Elle constitue 1/5 des sources de revenus chez certains ménages. En période de soudure, elle constitue 80% des sources de revenus et presque l’unique sour­ce dans d’autres familles, sou­tient M. Ndiaye. L’étude montre également que suivant le moment du paiement, la bourse peut contribuer à soulager certaines dépenses urgentes de santé et d’éducation que les ménages ne pouvaient pas assurer avant. La bourse réduit ainsi la vulnérabilité des ménages, l’endettement et la dépendance à des ménages plus nantis. Mais de l’avis du chercheur, l’accès à la santé et à l’éducation reste ce­pendant une préoccupation ma­jeure pour ces ménages. Or dans ces objectifs, le Pnbsf avait mis l’accent sur l’éducation des jeunes pour, à long terme, interrompre la transmission intergénérationnelle de la pauvreté. Le programme aura du mal à atteindre cet objectif, car «la prégnance des besoins alimentaires et la vulnérabilité des familles et aussi le montant limité de la bourse ne permettent pas aux bénéficiaires de financer l’éducation des enfants».
Cette étude montre également que les ménages bénéficiaires ne développent pas encore des activités productives. «La bourse a eu très peu d’effets d’entraînement sur les capacités productives et la réinsertion socio-économique des ménages pauvres», indique le Professeur Ndiaye.

La bourse n’assure pas un accès à l’éducation
Pour les défis de mise en œuvre, l’évaluation du Pnbsf montre un manque de transparence du ciblage, l’absence d’informations envers les populations pré-identifiées par le registre national unique, mais non bénéficiaires. «Des manquements qui souvent sont sources de conflits entre les ménages, mais également entre les ménages et les autorités légales», relève le consultant.
Pour plus d’impact de cette politique de protection sociale, les bénéficiaires demandent un appui à l’investissement productif. Elles souhaitent, en priorité, recevoir un appui pour renforcer leur accès à l’alimentation, l’éducation et la santé.
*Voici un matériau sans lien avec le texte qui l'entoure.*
PR #424, opened 2025-01-18
docs: update README.md

eltociear:
minor fix


jheyneman:
This is fairly subjective. It depends on if you pronounce the dot (.) or not.

jwise:
I appreciate the PR, but indeed, I do not pronounce the dot :-) I usually say it out loud as "upload an ex one pee file".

La déléguée générale à la Protection sociale et à la solidarité nationale, venue présider la rencontre, a reconnu l’existence de contraintes dans la mise en œuvre du Pnbsf, notamment des erreurs dans le ciblage communautaire, le paiement difficile dans les zones reculées. «Tous ces problèmes sont en train d’être résolus. Un travail de toilettage a été fait. La Poste s’est déplacée dans des zones éloignées pour améliorer les conditions de paiement», assure Dr Anta Sarr Diacko.
Cette étude intervient à la troisième année de mise en œuvre du Programme national de bourse de sécurité familiale avec 450 mille ménages enrôlés. Elle s’est faite dans les localités de Ouadiour, Patar Lia, Somb, Loumbal Keli, dans la région de Fatick et Missirah, Hamdalaye, Dialacoto, dans la région de Tambacounda, avec plus de 200 ménages interrogés.